Faculty of Information Technology and Electrical Engineering, University of Oulu, Oulu, Finland.
JMIR Mhealth Uhealth. 2021 Jan 28;9(1):e21926. doi: 10.2196/21926.
Multimodal wearable technologies have brought forward wide possibilities in human activity recognition, and more specifically personalized monitoring of eating habits. The emerging challenge now is the selection of most discriminative information from high-dimensional data collected from multiple sources.
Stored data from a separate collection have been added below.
PR #3267, opened 2026-04-28
Add --skip-att-sig-check flag

simonbaird:
Implement --skip-att-sig-check flag to skip attestation signature validation checks, mirroring the existing --skip-image-sig-check flag. When enabled, attestation signature verification is bypassed during image validation.

Why? Often I'm debugging/troubleshooting something and I get given an image ref to look at. We can use cosign download attestation to inspect the attestation, which is very useful, but if we want to try running Conforma against it, we must either guess, find, or ask to be provided with the public key. Sometimes that's not so difficult, but other times it may be very difficult or even impossible. (Consider for example if the image was built on an ephemeral cluster and the signing secret used is gone forever.)

Now we can use --skip-image-sig-check and --skip-att-sig-check and carry on with the debugging. Note that we added the --skip-image-sig-check recently for other reasons, see https://redhat.atlassian.net/browse/EC-1647. The
--skip-att-sig-check is perhaps a little more complicated because we need to add a function that can download the attestation without verifying it.

The argument against this is that it may encourage less secure practices, but I would say it's acceptable because we're not changing the default behavior, which is always to require signature verification.

Ref: https://redhat.atlassian.net/browse/EC-1815

### DIFF
--- a/features/validate_image.feature
+++ b/features/validate_image.feature
@@ -56,6 +56,65 @@ Feature: evaluate enterprise contract
     # builtin.attestation.image_check is not found in the success output
     Then the output should match the snapshot
 
+  Scenario: invalid att signature with valid image sig and skip-att-sig-check flag
+    Given a key pair named "known"
+    Given a key pair named "unknown"
+    Given an image named "acceptance/invalid-att-signature"
+
+    # We're going to use the "known" public key when validating, so the image
+    # sig check should pass but the att sig check should fail (if it wasn't skipped).
+    Given a valid image signature of "acceptance/invalid-att-signature" image signed by the "known" key
+    Given a valid attestation of "acceptance/invalid-att-signature" signed by the "unknown" key
+
+    Given a git repository named "invalid-att-signature" with
+      | main.rego | examples/happy_day.rego |
+    Given policy configuration named "invalid-att-signature-policy" with specification
+    """
+    {
+      "sources": [
+        {
+          "policy": [
+            "git::https://${GITHOST}/git/invalid-att-signature.git"
+          ]
+        }
+      ]
+    }
+    """
+    # Notice we're using the --skip-att-sig-check flag, which is the reason this is
+    # green even though attestation is signed with a different key to the one we're providing
+    When ec command is run with "validate image --image ${REGISTRY}/acceptance/invalid-att-signature --policy acceptance/invalid-att-signature-policy --public-key ${known_PUBLIC_KEY} --skip-att-sig-check --rekor-url ${REKOR} --show-successes --output json"
+    Then the exit status should be 0
+    Then the output should match the snapshot
+
+  Scenario: skip both image and att sig checks for debugging
+    Given a key pair named "known"
+    Given a key pair named "unknown"
+    Given an image named "acceptance/skip-both-sig-checks"
+
+    # Both signatures use the wrong key. Without the skip flags this would fail.
+    Given a valid image signature of "acceptance/skip-both-sig-checks" image signed by the "unknown" key
+    Given a valid attestation of "acceptance/skip-both-sig-checks" signed by the "unknown" key
+
+    Given a git repository named "skip-both-sig-checks" with
+      | main.rego | examples/happy_day.rego |
+    Given policy configuration named "skip-both-sig-checks-policy" with specification
+    """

The available fusion algorithms with their complex structure are poorly adopted to the computationally constrained environment which requires integrating information directly at the source. As a result, more simple low-level fusion methods are needed.
In the absence of a data combining process, the cost of directly applying high-dimensional raw data to a deep classifier would be computationally expensive with regard to the response time, energy consumption, and memory requirement. Taking this into account, we aimed to develop a data fusion technique in a computationally efficient way to achieve a more comprehensive insight of human activity dynamics in a lower dimension. The major objective was considering statistical dependency of multisensory data and exploring intermodality correlation patterns for different activities.
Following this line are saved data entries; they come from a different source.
PR #3273, opened 2026-05-05
Update ubi and go jose

simonbaird:
This is going to fail because of the expired TUF root cert. See PR #3271 .

Also added a the Konflux refs bump, since I figured I might as well.


st3penta (approved):

simonbaird:
This was blended with https://github.com/conforma/cli/pull/3271 which is now merged.

PR #3274, opened 2026-05-06
Restore tekton task memory limits

st3penta:
Some tenants are experiencing OOM issues due to the much lower limit, so let's restore it to the original value.


simonbaird (approved):

simonbaird:
As discussed on slack, to get this green we have to pull in changes from #3271 and #3273 .

simonbaird:
As discussed on slack, the two teams that need this (openstack and ocp-art) have already modified their pipeline defaults to increase the memory resources.

Not sure if any other teams will be impacted, so we might decide this change is actually not needed now.

simonbaird:
Set it to draft, since I think the current plan is to abandon.

PR #3277, opened 2026-05-07
Fix UPDATE_SNAPS support in make acceptance

st3penta:
The go-snaps v0.5.19 upgrade broke UPDATE_SNAPS=true for acceptance
tests. The library's Clean() function requires snapshot entry headers
to start with "[Test", but errCapture.Name() returned bare scenario
names. In v0.5.7 this was harmless because Clean() only truncated
files when obsolete entries were found; in v0.5.19 it always truncates
when UPDATE_SNAPS is set, then rewrites from parsed entries — since
nothing parsed, every snap file was emptied.

- Prefix errCapture.Name() with "TestFeatures/" so Clean() can parse
  the entries, and update all existing snapshot headers to match
- Fix the acceptance Makefile target to propagate snap file deletions
  back from the temp workdir when UPDATE_SNAPS is set

Ref: https://redhat.atlassian.net/browse/EC-1813

### DIFF
--- a/features/__snapshots__/validate_image.snap
+++ b/features/__snapshots__/validate_image.snap
@@ -1,4 +1,5 @@
-[happy day with git config and yaml:stdout - 1]
+
+[TestFeatures/happy day with git config and yaml:stdout - 1]
 {
   "success": true,
   "components": [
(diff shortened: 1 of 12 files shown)


joejstuart (approved):

features/__snapshots__/validate_image.snap
```diff
@@ -3680,1163 +3608,11 @@ Error: success criteria not met
 }
 ---
 
-[sigstore functions:stderr - 1]
```
simonbaird, line 3683: Is it some stale snapshot data that should have been removed a while ago?

simonbaird (approved):
Good stuff.

features/__snapshots__/validate_image.snap
st3penta: yes exactly, i double checked that all the removed stuff is from scenarios that aren't there anymore

PR #3311, opened 2026-05-14
feat(EC-1829): include annotations in OCI referrers response

joejstuart:
## Summary
- Adds `annotations` field (map[string]string) to the `ec.oci.image_referrers` Rego builtin response
- Enables Rego policies to access manifest annotations on referrer descriptors, allowing filtering/sorting of duplicate referrers (e.g., by timestamp annotation)
- Uses the existing `newAnnotationsTerm()` helper, consistent with how annotations are handled in other OCI builtins

## Changes
- `internal/rego/oci/oci.go`: Added annotations to the descriptor type declaration and response building
- `internal/rego/oci/oci_test.go`: Added annotations field presence assertion and dedicated structural test

## Test plan
- [x] All existing `TestOCIImageReferrers` subtests pass
- [x] New `annotations field is an object` subtest validates annotations are returned as an object on every descriptor
- [x] Full `internal/rego/oci` unit test suite passes with no regressions

Jira: EC-1829

### DIFF
--- a/docs/modules/ROOT/pages/ec_oci_image_referrers.adoc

In this technique, the information in time (regardless of the number of sources) is transformed into a 2D space that facilitates classification of eating episodes from others. This is based on a hypothesis that data captured by various sensors are statistically associated with each other and the covariance matrix of all these signals has a unique distribution correlated with each activity which can be encoded on a contour representation. These representations are then used as input of a deep model to learn specific patterns associated with specific activity.
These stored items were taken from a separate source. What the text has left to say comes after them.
PR #3342, opened 2026-06-17
fix: handle digest-pinned policy refs in pin-konflux-policy-bundle.sh

joejstuart:
## Summary

- Fix `pin-konflux-policy-bundle.sh` to handle policy references that already contain a pinned `@sha256:` digest, preventing invalid double-digest OCI references (e.g. `@sha256:new@sha256:old`)
- Add test script (`hack/pin-konflux-policy-bundle_test.sh`) with 6 scenarios and 10 assertions covering tag-only, tag+digest, unrelated refs, empty digest, bare hex normalization, and inline JSON input modes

In order to show the generalizability of the proposed fusion algorithm, 2 different scenarios were taken into account. These scenarios were different in terms of temporal segment size, type of activity, wearable device, subjects, and deep learning architecture. The first scenario used a data set in which a single participant performed a limited number of activities while wearing the Empatica E4 wristband. In the second scenario, a data set related to the activities of daily living was used where 10 different participants wore inertial measurement units while performing a more complex set of activities. The precision metric obtained from leave-one-subject-out cross-validation for the second scenario reached 0.803. The impact of missing data on performance degradation was also evaluated.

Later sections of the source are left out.